PR #791, opened 2025-03-06
Always hook the data sync cron event callback

johnbillion:
Currently the cron event callback to sync data is only hooked when the cron runner is actually running. This causes a few problems:

* A cron management plugin such as WP Crontrol will flag the event as having no action.
* Using an alternative cron runner such as Cavalcade or Cron Control will result in the action firing but the callback not being hooked. The callback will never get called.

There is no need to conditionally hook the cron event callback only when cron is running. This fixes that.

### DIFF
--- a/includes/class-freemius.php
+++ b/includes/class-freemius.php
@@ -4495,9 +4495,9 @@
             }
 
             if ( $this->has_api_connectivity() ) {
-                if ( self::is_cron() ) {
-                    $this->hook_callback_to_sync_cron();
-                } else if ( $this->is_user_in_admin() ) {
+                $this->hook_callback_to_sync_cron();
+
+                if ( $this->is_user_in_admin() ) {
                     /**
                      * Schedule daily data sync cron if:
                      *


includes/class-freemius.php
```diff
@@ -4495,9 +4495,9 @@ function dynamic_init( array $plugin_info ) {
             }
 
             if ( $this->has_api_connectivity() ) {
-                if ( self::is_cron() ) {
-                    $this->hook_callback_to_sync_cron();
-                } else if ( $this->is_user_in_admin() ) {
+                $this->hook_callback_to_sync_cron();
+
+                if ( $this->is_user_in_admin() ) {
```
swashata, line 4500: Let's do this just to be safe about the logic change

```suggestion
                if ( ! self::is_cron() && $this->is_user_in_admin() ) {

```

swashata:
Thanks @johnbillion the changes needed a bit more polishing. We would be doing it here https://github.com/Freemius/wordpress-sdk/pull/808

PR #792, opened 2025-03-12
[privacy] Avoid sending first name, last name and email if not needed

DanieleAlessandra:
To improve data efficiency and user experience, this change adjusts the activation form. It prevents the submission of `firstname`, `lastname`, and `email` when a license is already linked to a user. When a user is required for license activation, these fields are sent, and a clear notification is provided to the user.


fajardoleo (approved):
Looks good to me.

PR #797, opened 2025-04-29
[starter] [themes] Improved the "calculation" of the themes directory…

fajardoleo:
… by normalizing the calculated path since some environments can return inconsistent slash usages.


swashata (approved):
Nice. I see that we are also normalizing the `$file_path` too.

PR #802, opened 2025-05-18
[multisite] Improve retrieval of individual‑site info in a multisite …

fajardoleo:
…network.

### DIFF
--- a/includes/class-freemius.php
+++ b/includes/class-freemius.php
@@ -7814,9 +7814,9 @@
          *
          * @param FS_Plugin_License $license
          * @param array             $sites
-         * @param int               $current_blog_id
+         * @param int               $blog_id
          */
-        private function activate_bundle_license( $license, $sites = array(), $current_blog_id = 0 ) {
+        private function activate_bundle_license( $license, $sites = array(), $blog_id = 0 ) {
             $is_network_admin = fs_is_network_admin();
 
             $installs_by_blog_map  = array();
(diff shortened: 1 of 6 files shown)


includes/class-freemius.php
```diff
@@ -7897,18 +7897,20 @@ private function activate_bundle_license( $license, $sites = array(), $current_b
                         }
                     }
 
+                    $current_blog_id = get_current_blog_id();
```
swashata: I am not fully aware of the mechanism, but don't we want to call this before even switching on line `7854`?

includes/class-fs-hook-snapshot.php
```diff
@@ -0,0 +1,45 @@
...
+
+		private $removed_actions = array();
+
+		/**
+		 * Remove all actions from a given hook and store them for later restoration.
+		 */
+		public function remove( $hook ) {
+			global $wp_filter;
+
+			if ( isset( $wp_filter[ $hook ] ) ) {
```
DanieleAlessandra: In normal WP context this is good enough, but in edge cases it could be useful to safe check the existence of `$wp_filter`: 

```if ( isset( $wp_filter ) &&  isset( $wp_filter[ $hook ] ) ) {```

 This makes the code more robust in edge cases, such as when the file is loaded outside of the standard WordPress environment or during automated tests.
In normal WordPress usage, this is rarely necessary, but it helps prevent potential errors in atypical scenarios.

**Review by DanieleAlessandra — APPROVED** [review]
The changes look good enough to me, only read the one comment and think about it (we have to deal with tons of different use cases).

File: includes/class-freemius.php [hunk 3]
```diff
@@ -15832,9 +15833,8 @@ function get_site_info( $site = null, $load_registration = false ) {
                 $info[ 'registration_date' ] = $registration_date;
             }
 
-            if ( $switched ) {
```
swashata: @fajardoleo why are we removing this? Don't we want to restore the blog like before?

swashata (commented):
Please see my only question

swashata (approved):
Nice addition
· · · ·
Give back the full listing above, exactly as it reads.

PR #791, opened 2025-03-06
Always hook the data sync cron event callback

johnbillion:
Currently the cron event callback to sync data is only hooked when the cron runner is actually running. This causes a few problems:

* A cron management plugin such as WP Crontrol will flag the event as having no action.
* Using an alternative cron runner such as Cavalcade or Cron Control will result in the action firing but the callback not being hooked. The callback will never get called.

There is no need to conditionally hook the cron event callback only when cron is running. This fixes that.

### DIFF
--- a/includes/class-freemius.php
+++ b/includes/class-freemius.php
@@ -4495,9 +4495,9 @@
             }
 
             if ( $this->has_api_connectivity() ) {
-                if ( self::is_cron() ) {
-                    $this->hook_callback_to_sync_cron();
-                } else if ( $this->is_user_in_admin() ) {
+                $this->hook_callback_to_sync_cron();
+
+                if ( $this->is_user_in_admin() ) {
                     /**
                      * Schedule daily data sync cron if:
                      *


includes/class-freemius.php
```diff
@@ -4495,9 +4495,9 @@ function dynamic_init( array $plugin_info ) {
             }
 
             if ( $this->has_api_connectivity() ) {
-                if ( self::is_cron() ) {
-                    $this->hook_callback_to_sync_cron();
-                } else if ( $this->is_user_in_admin() ) {
+                $this->hook_callback_to_sync_cron();
+
+                if ( $this->is_user_in_admin() ) {
```
swashata, line 4500: Let's do this just to be safe about the logic change

```suggestion
                if ( ! self::is_cron() && $this->is_user_in_admin() ) {

```

swashata:
Thanks @johnbillion the changes needed a bit more polishing. We would be doing it here https://github.com/Freemius/wordpress-sdk/pull/808

PR #792, opened 2025-03-12
[privacy] Avoid sending first name, last name and email if not needed

DanieleAlessandra:
To improve data efficiency and user experience, this change adjusts the activation form. It prevents the submission of `firstname`, `lastname`, and `email` when a license is already linked to a user. When a user is required for license activation, these fields are sent, and a clear notification is provided to the user.


fajardoleo (approved):
Looks good to me.

PR #797, opened 2025-04-29
[starter] [themes] Improved the "calculation" of the themes directory…

fajardoleo:
… by normalizing the calculated path since some environments can return inconsistent slash usages.


swashata (approved):
Nice. I see that we are also normalizing the `$file_path` too.

PR #802, opened 2025-05-18
[multisite] Improve retrieval of individual‑site info in a multisite …

fajardoleo:
…network.

### DIFF
--- a/includes/class-freemius.php
+++ b/includes/class-freemius.php
@@ -7814,9 +7814,9 @@
          *
          * @param FS_Plugin_License $license
          * @param array             $sites
-         * @param int               $current_blog_id
+         * @param int               $blog_id
          */
-        private function activate_bundle_license( $license, $sites = array(), $current_blog_id = 0 ) {
+        private function activate_bundle_license( $license, $sites = array(), $blog_id = 0 ) {
             $is_network_admin = fs_is_network_admin();
 
             $installs_by_blog_map  = array();
(diff shortened: 1 of 6 files shown)


includes/class-freemius.php
```diff
@@ -7897,18 +7897,20 @@ private function activate_bundle_license( $license, $sites = array(), $current_b
                         }
                     }
 
+                    $current_blog_id = get_current_blog_id();
```
swashata: I am not fully aware of the mechanism, but don't we want to call this before even switching on line `7854`?

includes/class-fs-hook-snapshot.php
```diff
@@ -0,0 +1,45 @@
...
+
+		private $removed_actions = array();
+
+		/**
+		 * Remove all actions from a given hook and store them for later restoration.
+		 */
+		public function remove( $hook ) {
+			global $wp_filter;
+
+			if ( isset( $wp_filter[ $hook ] ) ) {
```
DanieleAlessandra: In normal WP context this is good enough, but in edge cases it could be useful to safe check the existence of `$wp_filter`: 

```if ( isset( $wp_filter ) &&  isset( $wp_filter[ $hook ] ) ) {```

 This makes the code more robust in edge cases, such as when the file is loaded outside of the standard WordPress environment or during automated tests.
In normal WordPress usage, this is rarely necessary, but it helps prevent potential errors in atypical scenarios.

**Review by DanieleAlessandra — APPROVED** [review]
The changes look good enough to me, only read the one comment and think about it (we have to deal with tons of different use cases).

File: includes/class-freemius.php [hunk 3]
```diff
@@ -15832,9 +15833,8 @@ function get_site_info( $site = null, $load_registration = false ) {
                 $info[ 'registration_date' ] = $registration_date;
             }
 
-            if ( $switched ) {
```
swashata: @fajardoleo why are we removing this? Don't we want to restore the blog like before?

swashata (commented):
Please see my only question

swashata (approved):
Nice addition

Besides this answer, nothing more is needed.